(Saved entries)
═══

PR #137, opened 2021-11-09
Use batch statements

### LINKED ISSUE #87: Try using batch statements again
Something didn't work when I tried them, but maybe that was related to the concurrency problems we had.

Note that there are two types of batch statements.
1) Statements with bind parameters that are separated with `.add()`
2) Batch without bind parameters

I don't think 2 is interesting for us because we want use bind parameters (e.g. binary param).

octonato:
Fixes #87

### DIFF
--- a/core/src/main/scala/akka/persistence/r2dbc/internal/R2dbcExecutor.scala
+++ b/core/src/main/scala/akka/persistence/r2dbc/internal/R2dbcExecutor.scala
@@ -27,6 +27,7 @@ import org.reactivestreams.Subscriber
 import org.reactivestreams.Subscription
 import org.slf4j.Logger
 import reactor.core.publisher.Flux
+import reactor.core.publisher.Mono
 
 /**
  * INTERNAL API
@@ -57,38 +58,6 @@ import reactor.core.publisher.Flux
       promise.future
     }
 
-    def asFutureSeq(): Future[immutable.IndexedSeq[T]] =
-      asFutureSeq(identity)
-
-    def asFutureSeq[U](mapFunc: T => U): Future[immutable.IndexedSeq[U]] = {
-      val promise = Promise[immutable.IndexedSeq[U]]
-      val builder = IndexedSeq.newBuilder[U]
-
-      publisher.subscribe(new Subscriber[T] {
-
-        var subscription: Subscription = _
-
-        override def onSubscribe(s: Subscription): Unit = {
-          s.request(1)
-          subscription = s
-        }
-
-        override def onNext(value: T): Unit = {
-          builder += mapFunc(value)
-          subscription.request(1)
-        }
-
-        override def onError(t: Throwable): Unit =
-          promise.tryFailure(t)
-
-        override def onComplete(): Unit =
-          promise.trySuccess(builder.result())
-
-      })
-
-      promise.future
-    }
-
     def asFutureDone(): Future[Done] = {
       val promise = Promise[Done]()
       publisher.subscribe(new Subscriber[Any] {
@@ -113,6 +82,18 @@ import reactor.core.publisher.Flux
     }
   }
 
+  final implicit class FluxOps[T](val flux: Flux[T]) extends AnyVal {
+
+    def toIndexedSeq: Mono[immutable.IndexedSeq[T]] = toIndexedSeq(identity)
+
+    def toIndexedSeq[U](map: T => U): Mono[immutable.IndexedSeq[U]] = {
+      val consumer: BiConsumer[mutable.Builder[U, IndexedSeq[U]], T] = (builder, elem) => builder += map(elem)
+      flux
+        .collect(() => IndexedSeq.newBuilder[U], consumer)
+        .map(_.result())
+    }
+  }
+
   def updateOneInTx(stmt: Statement)(implicit ec: ExecutionContext): Future[Int] =
     stmt.execute().asFuture().flatMap { result =>
       result.getRowsUpdated.asFuture().map(_.intValue())(ExecutionContext.parasitic)
@@ -122,8 +103,9 @@ import reactor.core.publisher.Flux
     Flux
       .from[Result](stmt.execute())
       .concatMap(_.getRowsUpdated)
-      .asFutureSeq(_.intValue())
+      .toIndexedSeq(_.intValue())
       .map(_.sum)
+      .asFuture()
 
   def updateInTx(statements: immutable.IndexedSeq[Statement])(implicit
       ec: ExecutionContext): Future[immutable.IndexedSeq[Int]] =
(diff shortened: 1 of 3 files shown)


core/src/main/scala/akka/persistence/r2dbc/internal/R2dbcExecutor.scala
```diff
@@ -199,6 +237,12 @@ class R2dbcExecutor(val connectionFactory: ConnectionFactory, log: Logger)(impli
     }
   }
 
+  def updateInBatch(logPrefix: String)(statement: Connection => Statement): Future[Int] =
+    withConnection(logPrefix) { connection =>
+      val boundStmt = statement(connection)
+      updateBatchInTx(boundStmt)
+    }
```
octonato, line 244: Needed a different method here. updateOne is not what we need because it use autoCommit and then we get a different timestamp each time. 

We need a transaction to run the batch.

core/src/main/scala/akka/persistence/r2dbc/internal/R2dbcExecutor.scala
```diff
@@ -81,15 +113,21 @@ import reactor.core.publisher.Flux
...
+  def updateOneInTx(stmt: Statement)(implicit ec: ExecutionContext): Future[Int] =
     stmt.execute().asFuture().flatMap { result =>
       result.getRowsUpdated.asFuture().map(_.intValue())(ExecutionContext.parasitic)
     }
-  }
+
+  def updateBatchInTx(stmt: Statement)(implicit ec: ExecutionContext): Future[Int] =
+    Flux
+      .from[Result](stmt.execute())
+      .concatMap(_.getRowsUpdated)
```
octonato, line 124: concatMap is what allow us to force the execution of all inserts.

core/src/main/scala/akka/persistence/r2dbc/internal/R2dbcExecutor.scala
```diff
@@ -57,6 +57,38 @@ import reactor.core.publisher.Flux
       promise.future
     }
 
+    def asFutureSeq(): Future[immutable.IndexedSeq[T]] =
+      asFutureSeq(identity)
+
+    def asFutureSeq[U](mapFunc: T => U): Future[immutable.IndexedSeq[U]] = {
```
patriknw, line 63: This is becoming too much "implement your own reactive streams ...". The reason for doing that for the simple Future and Future[Done] cases are that those are used for very fine grained operations and I want them to be as fast as possible.

Here we should use the reactor api or Akka Streams `Source.fromPublisher`.

core/src/main/scala/akka/persistence/r2dbc/internal/R2dbcExecutor.scala
```diff
@@ -199,6 +237,12 @@ class R2dbcExecutor(val connectionFactory: ConnectionFactory, log: Logger)(impli
     }
   }
 
+  def updateInBatch(logPrefix: String)(statement: Connection => Statement): Future[Int] =
+    withConnection(logPrefix) { connection =>
```
patriknw, line 241: Good, as far as I can see we can change the `update` method to also use `withConnection`. The only difference would be the debug logging of number of rows updated, but that is not important. Could you change that at the same?

core/src/main/scala/akka/persistence/r2dbc/internal/R2dbcExecutor.scala
patriknw: Probably best to use the reactor api since we already use that in updateBatchInTx

core/src/main/scala/akka/persistence/r2dbc/journal/JournalDao.scala
```diff
@@ -165,32 +165,21 @@ private[r2dbc] class JournalDao(journalSettings: R2dbcSettings, connectionFactor
...
-      } else {
-        // TODO batch statements doesn't work, see above
-        r2dbcExecutor
-          .update(s"insert [$persistenceId]") { connection =>
-            events.map { write =>
-              val stmt = connection.createStatement(insertSql)
-              bind(stmt, write)
-            }.toIndexedSeq
+      else
+        r2dbcExecutor.updateInBatch(s"batch insert [$persistenceId] ") { connection =>
```
patriknw, line 178:
```suggestion
        r2dbcExecutor.updateInBatch(s"batch insert [$persistenceId], [${events.size}] events") { connection =>
```

patriknw (commented):
looking good

core/src/main/scala/akka/persistence/r2dbc/internal/R2dbcExecutor.scala
octonato: yes, that's what I was planning to change on top of this PR, but didn't want to add too much here. 

Also I think could have two methods. The `withConnection` is more about a connection with a open transaction. 
So maybe we should have `withConnection` using auto-comit and `withConnectionTx` for the transactional one. Or some other naming.

core/src/main/scala/akka/persistence/r2dbc/internal/R2dbcExecutor.scala
octonato: I didn't want to use Source.fromPublisher because we had issues with iterations with the driver. Although I think here is different. The issue we had was in updating. 

I did a first impl using reactor API, but changed to this. The reason I changed is that I was planning to use the same in the updateBatchInTx. I want to have one single way of taking a Flux and building a Scala IndexedSeq out of it without repeating what we did in updateBatchInTx.

Anyway, I think we add a method to a Flux that does that without using subscription. I will try this out.

octonato (commented):
Code suggestions applied. Ready for one more round.

core/src/main/scala/akka/persistence/r2dbc/internal/R2dbcExecutor.scala
```diff
@@ -81,15 +82,34 @@ import reactor.core.publisher.Flux
...
     }
-  }
+
+  def updateBatchInTx(stmt: Statement)(implicit ec: ExecutionContext): Future[Int] =
+    Flux
+      .from[Result](stmt.execute())
+      .concatMap(_.getRowsUpdated)
+      .toIndexedSeq(_.intValue())
+      .map(_.sum)
+      .asFuture()
```
johanandren, line 108: Not super important perhaps, but, could we collect/fold into sum to start with instead of into a seq and then sum?

johanandren (approved):

core/src/main/scala/akka/persistence/r2dbc/internal/R2dbcExecutor.scala
octonato: yes, we can. I will do it. 

Then we can also remove the FluxOps as it will be come obsolete

octonato: Here 7da2f41

projection/src/main/scala/akka/projection/r2dbc/internal/R2dbcOffsetStore.scala
```diff
@@ -427,7 +417,7 @@ private[projection] class R2dbcOffsetStore(
         } else
           newState
 
-      R2dbcExecutor.updateInTx(stmts).map { _ =>
+      R2dbcExecutor.updateBatchInTx(batchStatement).map { _ =>
```
patriknw, line 420: small optimization could be to use `updateOneInTx` when there is only one record (which is the normal case for exactly-once)

patriknw (approved):
LGTM, with a small performance suggestion

projection/src/main/scala/akka/projection/r2dbc/internal/R2dbcOffsetStore.scala
octonato: like this 74c1f26 ?

octonato:
> just a typo. "bounded" is a different thing.
What we talk about here is the irregular verb: bind / bound / bound

Yeah, correct. Bound as in bind, not as in bounded / limited :-)

PR #141, opened 2021-11-10
minor improments on withConnection method usage

octonato:
Draft because on top of #137.

Ready for review otherwise.

### DIFF
--- a/core/src/main/scala/akka/persistence/r2dbc/internal/R2dbcExecutor.scala
+++ b/core/src/main/scala/akka/persistence/r2dbc/internal/R2dbcExecutor.scala
@@ -5,7 +5,6 @@
 package akka.persistence.r2dbc.internal
 
 import java.util.function.BiConsumer
-import java.util.function.Supplier
 
 import scala.collection.immutable
 import scala.collection.mutable
@@ -20,6 +19,7 @@ import akka.actor.typed.ActorSystem
 import akka.annotation.InternalStableApi
 import io.r2dbc.spi.Connection
 import io.r2dbc.spi.ConnectionFactory
+import io.r2dbc.spi.Result
 import io.r2dbc.spi.Row
 import io.r2dbc.spi.Statement
 import org.reactivestreams.Publisher
@@ -27,6 +27,7 @@ import org.reactivestreams.Subscriber
 import org.reactivestreams.Subscription
 import org.slf4j.Logger
 import reactor.core.publisher.Flux
+import reactor.core.publisher.Mono
 
 /**
  * INTERNAL API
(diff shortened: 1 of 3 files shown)


core/src/main/scala/akka/persistence/r2dbc/internal/R2dbcExecutor.scala
```diff
@@ -138,74 +138,21 @@ class R2dbcExecutor(val connectionFactory: ConnectionFactory, log: Logger)(impli
...
-        rowsUpdated.failed.foreach { exc =>
-          log.debug("{} - Update failed: {}", logPrefix, exc)
-          // auto-commit so nothing to rollback
-          connection.close().asFutureDone()
-        }
-
-        rowsUpdated.flatMap { r =>
-          connection.close().asFutureDone().map { _ =>
-            if (log.isDebugEnabled())
-              log.debug("{} - Updated [{}] in [{}] µs", logPrefix, r, (System.nanoTime() - startTime) / 1000)
```
octonato, line 202: There is not much different in terms of logging, so reusing new `withAutoCommitConnection`

core/src/main/scala/akka/persistence/r2dbc/internal/R2dbcExecutor.scala
```diff
@@ -138,74 +138,21 @@ class R2dbcExecutor(val connectionFactory: ConnectionFactory, log: Logger)(impli
...
-            r
-          }
-        }
-      }
+  def updateOne(logPrefix: String)(statementFactory: Connection => Statement): Future[Int] =
+    withAutoCommitConnection(logPrefix) { connection =>
```
octonato, line 153: we could eventually add `logPrefix + "(UpdateOne)"` just to add more context.

core/src/main/scala/akka/persistence/r2dbc/internal/R2dbcExecutor.scala
```diff
@@ -138,74 +138,21 @@ class R2dbcExecutor(val connectionFactory: ConnectionFactory, log: Logger)(impli
...
-
-        done.flatMap { _ =>
-          connection.close().asFutureDone().map { _ =>
-            if (log.isDebugEnabled())
-              log.debug("{} - DDL in [{}] µs", logPrefix, (System.nanoTime() - startTime) / 1000)
-            Done
-          }
-        }
+  def executeDdl(logPrefix: String)(statement: Connection => Statement): Future[Done] =
+    withAutoCommitConnection(logPrefix + " (DDL)") { connection =>
```
octonato, line 142: Enriched prefix for extra context. Maybe something we should do each time.

octonato:
Actually, I'm not so sure anymore if we should append even more information on the logPrefix like I did here with the DDL. 
At the end, the original log prefix should contain enough info. If not, then we are not using is as it should. 

Looking for other opinions.

core/src/main/scala/akka/persistence/r2dbc/internal/R2dbcExecutor.scala
octonato: I removed this extra prefix info. Not convinced is a good idea.

patriknw:
> Actually, I'm not so sure anymore if we should append even more information on the logPrefix like I did here with the DDL.
At the end, the original log prefix should contain enough info. If not, then we are not using is as it should.

I think I agree that it's better to let the caller define the full information.

patriknw (approved):
LGTM, great cleanup

lightbend-cla-validator:
At least one pull request committer is not linked to a user. See https://help.github.com/en/articles/why-are-my-commits-linked-to-the-wrong-user#commits-are-not-linked-to-any-user

octonato:
no clear what happened here. Something closed this PR and now Lightbend CLA validator is not even recognizing me anymore. 🤦 

Anyway, no time for this now. Tomorrow I check it again.

Issue #118, opened 2021-11-04
Failed: EventsBySliceSpec


johanandren:
Against Yugabyte

```
 - should retrieve from several slices *** FAILED *** (12 seconds, 948 milliseconds)
[info]   A timeout occurred waiting for a future to complete. Waited 10000000000 nanoseconds. (EventsBySliceSpec.scala:338)
[info]   org.scalatest.concurrent.ScalaFutures$$anon$1$$anon$2:
[info]   at org.scalatest.concurrent.ScalaFutures$$anon$1.futureValueImpl(ScalaFutures.scala:339)
[info]   at org.scalatest.concurrent.Futures$FutureConcept.futureValue(Futures.scala:476)
[info]   at org.scalatest.concurrent.Futures$FutureConcept.futureValue$(Futures.scala:475)
[info]   at org.scalatest.concurrent.ScalaFutures$$anon$1.futureValue(ScalaFutures.scala:281)
[info]   at akka.persistence.r2dbc.query.EventsBySliceSpec$$anon$8.<init>(EventsBySliceSpec.scala:338)
[info]   at akka.persistence.r2dbc.query.EventsBySliceSpec.$anonfun$new$25(EventsBySliceSpec.scala:296)
```
[logs_220.zip](https://github.com/akka/akka-persistence-r2dbc/files/7475843/logs_220.zip)

patriknw:
https://github.com/akka/akka-persistence-r2dbc/runs/4106845087?check_suite_focus=true#step:7:2534

patriknw:
not sure it has been fixed, but closing until seen again

PR #145, opened 2021-11-12
Harden EventsBySliceSpec, #118

patriknw:
* flaky in CI
* I looked at logs from one of the failed runs and it was missing 1 event for the
  "Live eventsBySlices should retrieve from several slices", couldn't see
  a reason from the logs

References #118


core/src/test/scala/akka/persistence/r2dbc/query/EventsBySliceSpec.scala
```diff
@@ -47,6 +45,9 @@ object EventsBySliceSpec {
   def config: Config =
     TestConfig.backtrackingDisabledConfig
       .withFallback(ConfigFactory.parseString(s"""
+    # This test is not using backtracking, so increase behind-current-time to
+    # reduce risk of missing events
+    akka.persistence.r2dbc.query.behind-current-time = 500 millis
```
patriknw, line 50: this is the attempt to harden it, but I don't have no evidence that it is the reason for the failure

PR #194, opened 2022-03-09
Add Owner permission in pre-reqs

sebader:
Make this even more clear

### DIFF
--- a/docs/reference-implementation/Getting-Started.md
+++ b/docs/reference-implementation/Getting-Started.md
@@ -17,7 +17,7 @@ This guide describes the end-to-end process for setting up all pre-requisites an
 The Azure Mission-Critical reference implementation gets deployed into an Azure Subscription. For this you need to have either:
 
 - **Owner permissions** yourself and to be able to create a Service Principal which you are able to grant Owner as well, or
-- A pre-provided Service Principal with Owner permissions on a subscription
+- A pre-provisioned Service Principal with Owner permissions on a subscription
 
 The following must be installed on the client machine used to deploy Azure Mission-Critical reference implementation:
 
--- a/docs/reference-implementation/Getting-Started.md
+++ b/docs/reference-implementation/Getting-Started.md
@@ -16,7 +16,7 @@ This guide describes the end-to-end process for setting up all pre-requisites an
 
 The Azure Mission-Critical reference implementation gets deployed into an Azure Subscription. For this you will need a **Service Principal (SPN) with Owner permissions on that subscription.**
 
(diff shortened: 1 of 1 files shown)


docs/reference-implementation/Getting-Started.md
```diff
@@ -14,6 +14,11 @@ This guide describes the end-to-end process for setting up all pre-requisites an
 
 ## Pre-requisites
 
+The Azure Mission-Critical reference implementation gets deployed into an Azure Subscription. For this you need to have either:
+
+- **Owner permissions** yourself and to be able to create a Service Principal which you are able to grant Owner as well, or
+- A pre-provided Service Principal with Owner permissions on a subscription
```
heoelri, line 20:
```suggestion
- A pre-provisioned Service Principal with Owner permissions on a subscription
```

LGTM - but isn't pre-provisioned the more common terminology?

docs/reference-implementation/Getting-Started.md
```diff
@@ -14,6 +14,11 @@ This guide describes the end-to-end process for setting up all pre-requisites an
 
 ## Pre-requisites
 
+The Azure Mission-Critical reference implementation gets deployed into an Azure Subscription. For this you need to have either:
+
+- **Owner permissions** yourself and to be able to create a Service Principal which you are able to grant Owner as well, or
```
hjscherer, line 19: Owner permission doesn't allow the user to create an SPN. Can we separate it and we can also mention that User Access Administrator (UAA) would also be enough to make a role assignment for the SPN

heoelri (approved):

hjscherer (changes requested):

docs/reference-implementation/Getting-Started.md
sebader: hmm good point. What permissions do you need to create an SPN?

heoelri: Aren't these the two viable options we have here:

a) use a pre-provisioned service principals with subscription-level owner permissions 
b) auto-create a spn as part of the creation of a service connection in azure devops (what permissions does that require)?

Option a) implies that you have to get one (or create one yourself) 

We're not global administrators in the microsoft tenant, but we can use the auto create option in ADO, can't we? And we can also manually create SPs.

hjscherer: App registrations in the User Settings on the tenant
image

sebader: how about now?

hjscherer: added a minor change

hjscherer (approved):

PR #225, opened 2022-03-14
add default api version to swagger

sebader:
image

### DIFF
--- a/src/app/AlwaysOn.CatalogService/CatalogServiceHelpers.cs
+++ b/src/app/AlwaysOn.CatalogService/CatalogServiceHelpers.cs
@@ -1,22 +1,21 @@
 ﻿using AlwaysOn.Shared;
 using AlwaysOn.Shared.Exceptions;
 using AlwaysOn.Shared.Interfaces;
-using AlwaysOn.Shared.Models;
 using AlwaysOn.Shared.Models.DataTransfer;
 using Microsoft.AspNetCore.Mvc;
 using Microsoft.Extensions.Logging;
 using System;
-using System.Collections.Generic;
 using System.Diagnostics;
-using System.Linq;
 using System.Net;
-using System.Text.Json;
 using System.Threading.Tasks;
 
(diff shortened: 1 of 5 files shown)


src/app/AlwaysOn.CatalogService/CatalogServiceHelpers.cs
```diff
@@ -1,22 +1,21 @@
...
 using System.Net;
-using System.Text.Json;
 using System.Threading.Tasks;
 
 namespace AlwaysOn.CatalogService
 {
     public static class CatalogServiceHelpers
     {
+        public static int DefaultApiVersionMajor = 1;
+        public static int DefaultApiVersionMinor = 0;
```
msimecek, line 17: Are you going to use this in the other places where version is referenced?

https://github.com/Azure/Mission-Critical-Online/blob/595748184a6c438ffe5482c326efe45b5598f3dc/src/app/AlwaysOn.CatalogService/Startup.cs#L78

https://github.com/Azure/Mission-Critical-Online/blob/595748184a6c438ffe5482c326efe45b5598f3dc/src/app/AlwaysOn.CatalogService/Startup.cs#L58

msimecek (changes requested):

src/app/AlwaysOn.CatalogService/CatalogServiceHelpers.cs
sebader: yeah I was wondering: is the API definition version the same?

msimecek: For the API definition that's more of a convenience thing - not necessary. But you hese new constants can be used for `o.DefaultApiVersion`, right?

sebader: oh gotcha! I actually missed to port that part. Already did that in -Connected. fixed

msimecek (approved):

PR #231, opened 2022-03-21
Adding event hub health model

nielsams:


nielsams:
Closing because branch change

PR #238, opened 2022-03-22
Transition to use AppInsights connection string

sebader:
Not yet using it for Serilog as it breaks correlation


msimecek:
Plus the option to disable adaptive sampling in the .NET SDK for a particular environment to capture all telemetry and full dependencies.

```
ai_adaptive_sampling          = false
```

image

msimecek:
Our current implementation of IOptions doesn't support config reload after start:

image

Looking into IOptionsMonitor instead.

msimecek (approved):
The best collaborative PR in a long time! Well done ⭐

PR #239, opened 2022-03-22
Round average rating to 1 decimal number

msimecek:
Before:

image

After:

image

https://afe2e8334-global-fd.azurefd.net/#/catalog/6892b16b-91d7-4a1d-bb4a-c8f22f0efe20


msimecek:
I optimized the calculation ;) ;) It's less accurate, but FASTER!

sebader:
I realize, wouldnt it be better to round on the API side?

msimecek:
Yeah, it could... I just decided that this is more of a presentation thing, so the UI gets raw data and handles it on it's own.

sebader (approved):

PR #246, opened 2022-03-23
Removing private endpoints from Online RI

sebader:
For now this is a proposal to remove the private endpoints from the -Online RI. We still of course have them in the -Connected RI.

Reasons:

═══

> _WORK INSTRUCTION_: Nothing but a number should be given: the count of lines above in which the word "important" occurs.

> _RESULT OF THIS TASK_: 2